--- AIM OF THE EXERCISE ---
Every line below should be repeated exactly as written.

--- INPUT DATA ---
PR #4676, opened 2024-12-03
feat: Option to automatically create share links for recipes in recipe actions

ianp1:
## What type of PR is this?

- feature
- bug

## What this PR does / why we need it:

Currently, when using a recipe action on a recipe that is not publicly available (due to recipe, group or household being private), the receiving service will not be able to read the recipe data. 

As discussed in #4619, this PR implements an additional template option for recipe actions. The option `${share-link-expires-seconds-<x>}` is automatically replaced by a newly created share link that expires after `x` seconds. This makes share links usable even on private recipes, groups and households. 

## Which issue(s) this PR fixes:

Fixes  #4619

## Special notes for your reviewer:
I am not completely certain, if the method to obtain the group slug is correct. Please check this part thoroughly.
Also, i have not yet created documentation for the new option - is the website documentation part of this repository?

## Testing
I created a private recipe, a public recipe and multipe recipe actions

- One containing a single share link template
- One containing multiple share link templates with different expiry times
- And one containing multiple share link templates, some of which having the same expiry times

I also tested with different privacy settings in group and household. The receiver of the given action was always able to read the recipes, without being logged in using the share link.

PR #4920, opened 2025-01-20
docs: Add community guide for integrating the Mealie-Bring-API

felixschndr:

See https://github.com/mealie-recipes/mealie/discussions/3627#discussioncomment-11698342

I was not sure whether there is some crucial information missing. I din't want to add to many details as all the information is described in the repository the docs link to and I didn't want to add any unnecessary duplication. Do you think anything shall be added?

### DIFF
--- a/docs/docs/documentation/community-guide/bring-api.md
+++ b/docs/docs/documentation/community-guide/bring-api.md
@@ -1,0 +1,8 @@
+!!! info
+This guide was submitted by a community member. Find something wrong? Submit a PR to get it fixed!
+
+Mealie supports adding the ingredients of a recipe to your [Bring](https://www.getbring.com/) shopping list, as you can
+see [here](https://docs.mealie.io/documentation/getting-started/features/#recipe-actions).
+However, for this to work, your Mealie instance needs to be exposed to the open Internet so that the Bring servers can access its information. If you don't want your server to be publicly accessible for security reasons, you can use the [Mealie-Bring-API](https://github.com/felixschndr/mealie-bring-api) written by a community member.
+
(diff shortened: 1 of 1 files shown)


michael-genson:
Placement looks good, can you elaborate more on the specific use-case isn't resolved by https://github.com/mealie-recipes/mealie/pull/4676? That PR will make it so Mealie doesn't have to be publicly accessible to use the Bring integration, but it _does_ need to be exposed to the internet (whereas, if I understand correctly, your integration allows Mealie to stay locked behind local network access only)

Otherwise I agree, no need to duplicate docs when you link to the project. Maybe a quick "check out the project for installation instructions" or something similar, just to clarify that you won't find them in the Mealie docs.

felixschndr:
> That PR will make it so Mealie doesn't have to be publicly accessible to use the Bring integration, but it does need to be exposed to the internet

Can you please explain what you mean by that? Does that mean Mealie has to be exposed to the internet and the recipe can be shared even though it normally would require a user login?

> whereas, if I understand correctly, your integration allows Mealie to stay locked behind local network access only

exactly, no service has to be exposed to the internet at all. I will add a comment to make this clearer in the docs (edit: done in https://github.com/mealie-recipes/mealie/pull/4920/commits/d369cab436a065248450961dc09ae8c0bf7eb75e)

michael-genson (approved):
Thank you!!

> Does that mean Mealie has to be exposed to the internet and the recipe can be shared even though it normally would require a user login?

Yup, that's right. Once that PR is merged Mealie will still need to be exposed to the internet, however it won't require a login for the Bring integration (and similar usecases). Your web server adds an extra layer of protection though since it doesn't require Mealie to have external access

--- WRITTEN SOLUTION ---
PR #4676, opened 2024-12-03
feat: Option to automatically create share links for recipes in recipe actions

ianp1:
## What type of PR is this?

- feature
- bug

## What this PR does / why we need it:

Currently, when using a recipe action on a recipe that is not publicly available (due to recipe, group or household being private), the receiving service will not be able to read the recipe data. 

As discussed in #4619, this PR implements an additional template option for recipe actions. The option `${share-link-expires-seconds-<x>}` is automatically replaced by a newly created share link that expires after `x` seconds. This makes share links usable even on private recipes, groups and households. 

## Which issue(s) this PR fixes:

Fixes  #4619

## Special notes for your reviewer:
I am not completely certain, if the method to obtain the group slug is correct. Please check this part thoroughly.
Also, i have not yet created documentation for the new option - is the website documentation part of this repository?

## Testing
I created a private recipe, a public recipe and multipe recipe actions

- One containing a single share link template
- One containing multiple share link templates with different expiry times
- And one containing multiple share link templates, some of which having the same expiry times

I also tested with different privacy settings in group and household. The receiver of the given action was always able to read the recipes, without being logged in using the share link.

PR #4920, opened 2025-01-20
docs: Add community guide for integrating the Mealie-Bring-API

felixschndr:

See https://github.com/mealie-recipes/mealie/discussions/3627#discussioncomment-11698342

I was not sure whether there is some crucial information missing. I din't want to add to many details as all the information is described in the repository the docs link to and I didn't want to add any unnecessary duplication. Do you think anything shall be added?

### DIFF
--- a/docs/docs/documentation/community-guide/bring-api.md
+++ b/docs/docs/documentation/community-guide/bring-api.md
@@ -1,0 +1,8 @@
+!!! info
+This guide was submitted by a community member. Find something wrong? Submit a PR to get it fixed!
+
+Mealie supports adding the ingredients of a recipe to your [Bring](https://www.getbring.com/) shopping list, as you can
+see [here](https://docs.mealie.io/documentation/getting-started/features/#recipe-actions).
+However, for this to work, your Mealie instance needs to be exposed to the open Internet so that the Bring servers can access its information. If you don't want your server to be publicly accessible for security reasons, you can use the [Mealie-Bring-API](https://github.com/felixschndr/mealie-bring-api) written by a community member.
+
(diff shortened: 1 of 1 files shown)


michael-genson:
Placement looks good, can you elaborate more on the specific use-case isn't resolved by https://github.com/mealie-recipes/mealie/pull/4676? That PR will make it so Mealie doesn't have to be publicly accessible to use the Bring integration, but it _does_ need to be exposed to the internet (whereas, if I understand correctly, your integration allows Mealie to stay locked behind local network access only)

Otherwise I agree, no need to duplicate docs when you link to the project. Maybe a quick "check out the project for installation instructions" or something similar, just to clarify that you won't find them in the Mealie docs.

felixschndr:
> That PR will make it so Mealie doesn't have to be publicly accessible to use the Bring integration, but it does need to be exposed to the internet

Can you please explain what you mean by that? Does that mean Mealie has to be exposed to the internet and the recipe can be shared even though it normally would require a user login?

> whereas, if I understand correctly, your integration allows Mealie to stay locked behind local network access only

exactly, no service has to be exposed to the internet at all. I will add a comment to make this clearer in the docs (edit: done in https://github.com/mealie-recipes/mealie/pull/4920/commits/d369cab436a065248450961dc09ae8c0bf7eb75e)

michael-genson (approved):
Thank you!!

> Does that mean Mealie has to be exposed to the internet and the recipe can be shared even though it normally would require a user login?

Yup, that's right. Once that PR is merged Mealie will still need to be exposed to the internet, however it won't require a login for the Bring integration (and similar usecases). Your web server adds an extra layer of protection though since it doesn't require Mealie to have external access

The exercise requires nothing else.